Exercise
Give a count of the lines below that have the string "Component" in them, with no other words.

Collected data entries
____

Issue #1652, opened 2023-01-18
Prioritise block proposal strategy


corverroos:
## Problem to be solved

Block proposals can either be:
 - normal beacon blocks
 - normal beacon blocks with synthetic blocks
 - blinded blocks
 - blinded blocks with synthetic blocks
 
 All nodes in the cluster should use the same strategy
 
## Proposed solution

Prioritise block proposal strategies

### Out of Scope

If there is anything to highlight as out of scope for this issue, please outline it here.

PR #1751, opened 2023-02-01
core: introduce mutable builder enabled config

corverroos:
Introduces `core.BuilderEnabled` that abstracts `app.mutableConfig` which wraps `infosync.Component` such that whether builderAPI is enabled is dynamically based on prioritise results.

category: feature
ticket: #1652

### DIFF
--- a/core/config.go
+++ b/core/config.go
@@ -1,0 +1,19 @@
+// Copyright © 2022 Obol Labs Inc.
+//
+// This program is free software: you can redistribute it and/or modify it
+// under the terms of the GNU General Public License as published by the Free
+// Software Foundation, either version 3 of the License, or (at your option)
+// any later version.
+//
+// This program is distributed in the hope that it will be useful, but WITHOUT
+// ANY WARRANTY; without even the implied warranty of  MERCHANTABILITY or
+// FITNESS FOR A PARTICULAR PURPOSE. See the GNU General Public License for
+// more details.
+//
+// You should have received a copy of the GNU General Public License along with
+// this program.  If not, see <http://www.gnu.org/licenses/>.
+
+package core
+
+// BuilderEnabled determines whether the builderAPI is enabled for the provided slot.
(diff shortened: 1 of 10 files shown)


core/config.go
```diff
@@ -0,0 +1,19 @@
...
+// FITNESS FOR A PARTICULAR PURPOSE. See the GNU General Public License for
+// more details.
+//
+// You should have received a copy of the GNU General Public License along with
+// this program.  If not, see <http://www.gnu.org/licenses/>.
+
+package core
+
+// BuilderEnabled determines whether the builderAPI is enabled for the provided slot.
+type BuilderEnabled func(slot int64) bool
```
xenowits, line 19: is builderAPI enabled per slot? I didn't understand the relation between these two

core/validatorapi/validatorapi.go
```diff
@@ -553,8 +553,17 @@ func (c Component) submitRegistration(ctx context.Context, registration *eth2api
 
 // SubmitValidatorRegistrations receives the partially signed validator (builder) registration.
 func (c Component) SubmitValidatorRegistrations(ctx context.Context, registrations []*eth2api.VersionedSignedValidatorRegistration) error {
+	if len(registrations) == 0 {
+		return nil // Nothing to do
+	}
+
+	slot, err := c.slotFromTimestamp(ctx, time.Now())
```
xenowits, line 560: what happens when the machine's time is not in sync with actual time?

xenowits (approved):

core/config.go
corverroos: yes, prioritise enables/disables config based on slot, so from slot x to slot y it is enabled, otherwise disabled.

core/validatorapi/validatorapi.go
corverroos: there is no such thing as actual time in distributed system

Issue #3053, opened 2024-04-29
Ping peer continuously closed channel


KaloyanTanev:
# 🐞 Bug Report

On command `alpha test peers` sometimes during peer pinging there is panic because of a closed channel. This is caused because we close the channel `testResCh` in `peerPingLoadTest` function and try to send data on it afterwards in `pingPeerContinuously`.

## 🔬 Minimal Reproduction

Run ping peer tests with 2 or more peers. Not guaranteed to error every time as it is dependant on async calls.

## 🔥 Error

```
panic: send on closed channel

goroutine 303 [running]:
github.com/obolnetwork/charon/cmd.pingPeerContinuously({0x101da42a0, 0x140005c0dc0}, {0x101db5960, 0x140000ec300}, {{0x14000880090, 0x27}, {0x0, 0x0, 0x0}, 0x0, ...}, ...)
        github.com/obolnetwork/charon/cmd/testpeers.go:216 +0x6c
created by github.com/obolnetwork/charon/cmd.peerPingLoadTest in goroutine 194
        github.com/obolnetwork/charon/cmd/testpeers.go:545 +0x39c
```

KaloyanTanev:
Fixed by #3054

PR #3054, opened 2024-04-29
cmd: move ctx check before writing to channel

KaloyanTanev:
Fix writing to closed channel error.

category: bug 
ticket: #3053

### DIFF
--- a/cmd/testpeers.go
+++ b/cmd/testpeers.go
@@ -204,14 +204,14 @@ func pingPeerOnce(ctx context.Context, tcpNode host.Host, peer p2p.Peer) (ping.R
 
 func pingPeerContinuously(ctx context.Context, tcpNode host.Host, peer p2p.Peer, resCh chan ping.Result) {
 	for {
+		r, err := pingPeerOnce(ctx, tcpNode, peer)
+		if err != nil {
+			return
+		}
 		select {
 		case <-ctx.Done():
 			return
 		default:
-			r, err := pingPeerOnce(ctx, tcpNode, peer)
-			if err != nil {
-				return
-			}
 			resCh <- r
 			awaitTime := rand.Intn(100) //nolint:gosec // weak generator is not an issue here
 			time.Sleep(time.Duration(awaitTime) * time.Millisecond)
--- a/cmd/testpeers.go
+++ b/cmd/testpeers.go
@@ -8,7 +8,6 @@ import (
 	"encoding/hex"
 	"fmt"
 	"io"
-	"math"
 	"math/rand"
 	"slices"
 	"strings"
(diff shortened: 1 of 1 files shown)


cmd/testpeers.go
```diff
@@ -204,14 +204,14 @@ func pingPeerOnce(ctx context.Context, tcpNode host.Host, peer p2p.Peer) (ping.R
 
 func pingPeerContinuously(ctx context.Context, tcpNode host.Host, peer p2p.Peer, resCh chan ping.Result) {
 	for {
+		r, err := pingPeerOnce(ctx, tcpNode, peer)
+		if err != nil {
+			return
+		}
 		select {
 		case <-ctx.Done():
```
pinebit, line 212: This appears to be useless given that `pingPeerOnce` must return when `ctx.Done()`.

cmd/testpeers.go
```diff
@@ -204,14 +204,14 @@ func pingPeerOnce(ctx context.Context, tcpNode host.Host, peer p2p.Peer) (ping.R
...
 			return
 		default:
-			r, err := pingPeerOnce(ctx, tcpNode, peer)
-			if err != nil {
-				return
-			}
 			resCh <- r
```
pinebit, line 215: Now this write does not respect the context and can block the routine.

cmd/testpeers.go
KaloyanTanev: That's true and this context doneness check is triggered regularly on `pingPeerOnce` (I see it being triggered on every `pingLoad` test). However, I have observed the code panic-ing, because `resCh` was closed and it tried sending data to it. I think it is because there is canceling of the context and closing of the channel happening between `r, err := pingPeerOnce(ctx, tcpNode, peer)` and `resCh <- r` (which is the error check). I've observed it happening couple of times, but it's really rare to catch.

cmd/testpeers.go
KaloyanTanev: Why it wouldn't respect the context? I do:
```
		select {
		case <-ctx.Done():
			return
		default:
			resCh <- r
			awaitTime := rand.Intn(100) //nolint:gosec // weak generator is not an issue here
			time.Sleep(time.Duration(awaitTime) * time.Millisecond)
		}
```
I still have the context check

cmd/testpeers.go
pinebit: That's why the channel shall normally to be closed by Producer.

cmd/testpeers.go
pinebit: If `resCh <- r` is blocked then you are stuck, because this code executes not under `select`, but in the code block of the `default` case. It is not a `case` to be simple, therefore `select` does not work for this write.

pinebit: https://goplay.tools/snippet/wS9Sbd8kMu9

KaloyanTanev: Looking at it now... It seems to have been an issue even before this change, right?

cmd/testpeers.go
KaloyanTanev: Pushed new commit where I create separate channels for each `pingPeerContinuously` call and close it upon exiting `pingPeerContinuously` function.

cmd/testpeers.go
pinebit: Right

pinebit (approved):

cmd/testpeers.go
pinebit: In this case you could simply use `sync.WaitGroup` to ensure all spawned goroutines will stop writing and then close the single `testResCh` after `.Wait()`. 
A few other observations:
* You may not need `deadlineC` at all, if you use a context with deadline with will give you a cancel function.
* You may not need `finished` flag at all, if you simply exit the infinite loop and then wait on the mentioned `WaitGroup`.

cmd/testpeers.go
```diff
@@ -203,6 +202,7 @@ func pingPeerOnce(ctx context.Context, tcpNode host.Host, peer p2p.Peer) (ping.R
 }
 
 func pingPeerContinuously(ctx context.Context, tcpNode host.Host, peer p2p.Peer, resCh chan ping.Result) {
+	defer close(resCh)
```
pinebit, line 205: This change alone does not solve the problem of the blocking write. I know this was introduced previously, not in this PR, but this is something I overlooked in past..

gsora (approved):

PR #3079, opened 2024-05-08
cmd: increase timeout of timeout test

KaloyanTanev:
Sometimes timeout is so little that the test doesn't even reach the second instance, as observed in the pipeline [here](https://github.com/ObolNetwork/charon/actions/runs/9002400755/job/24730617672?pr=3078).

category: bug
ticket: none

### DIFF
--- a/cmd/testbeacon_internal_test.go
+++ b/cmd/testbeacon_internal_test.go
@@ -96,7 +96,7 @@ func TestBeaconTest(t *testing.T) {
 					OutputToml: "",
 					Quiet:      false,
 					TestCases:  nil,
-					Timeout:    time.Nanosecond,
+					Timeout:    100 * time.Nanosecond,
 				},
 				Endpoints: []string{endpoint1, endpoint2},
 			},


cmd/testbeacon_internal_test.go
```diff
@@ -96,7 +96,7 @@ func TestBeaconTest(t *testing.T) {
 					OutputToml: "",
 					Quiet:      false,
 					TestCases:  nil,
-					Timeout:    time.Nanosecond,
+					Timeout:    5 * time.Nanosecond,
```
pinebit, line 99: It's your business but to me this is the first indicator of potentially flakey test. :)

pinebit (approved):

cmd/testbeacon_internal_test.go
KaloyanTanev: Looks a bit weird indeed, but I want to have some timeout that is triggered before my HTTP call succeeds... Currently this test will falsely fail on 2 occasions:
- If the http call is blazing fast (<100ns), but that is impossible I believe
- If the code executes slower in some go routines and it doesn't reach the step of registering all the targets it needs to call (what happened before). I've bumped it to 100ns now. Seems highly unlikely the code doesn't execute for 2 targets for 100ns, as it was executing for 1ns for 2 targets in all of the runs except this last one up until now.

PR #3087, opened 2024-05-16
cmd: add available tests per test category in help

KaloyanTanev:
Some time ago @gsora spotted that user can run specific tests, however, the user cannot see which tests are available. 

Adding the available tests in the help command.
I've added also consts of the different categories.

category: feature
ticket: none


cmd/test.go
```diff
@@ -16,16 +16,24 @@ import (
 
 	"github.com/pelletier/go-toml/v2"
 	"github.com/spf13/cobra"
+	"golang.org/x/exp/maps"
```
gsora, line 19: We can bump the Go version in `go.mod` to 1.22 minimum and avoid importing an `x/exp` package, those utilities have been stabilized.

KaloyanTanev: Shall we do it in this PR or separate one? I'd advocate for separate

gsora: Agreed!

pinebit (approved):

cmd/test.go
KaloyanTanev: They are [still not included in go 1.22.3](https://github.com/golang/go/tree/go1.22.3/src/maps)

I see the functions I use are [in master](https://github.com/golang/go/tree/master/src/maps) though (under `iter.go`), so hopefully in go 1.23 we will have them

gsora: Woof, I thought they were in already :-/

gsora (approved):

PR #3098, opened 2024-05-23
app/obolapi: specify HTTP requests timeout

gsora:
Allow users of `app/obolapi` to specify HTTP requests timeout.

As a result of this feature, add the `--publish-timeout` CLI flag to `exit` and `dkg` commands.

category: feature
ticket: none

### DIFF
--- a/app/obolapi/api_internal_test.go
+++ b/app/obolapi/api_internal_test.go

____

Exercise solution
3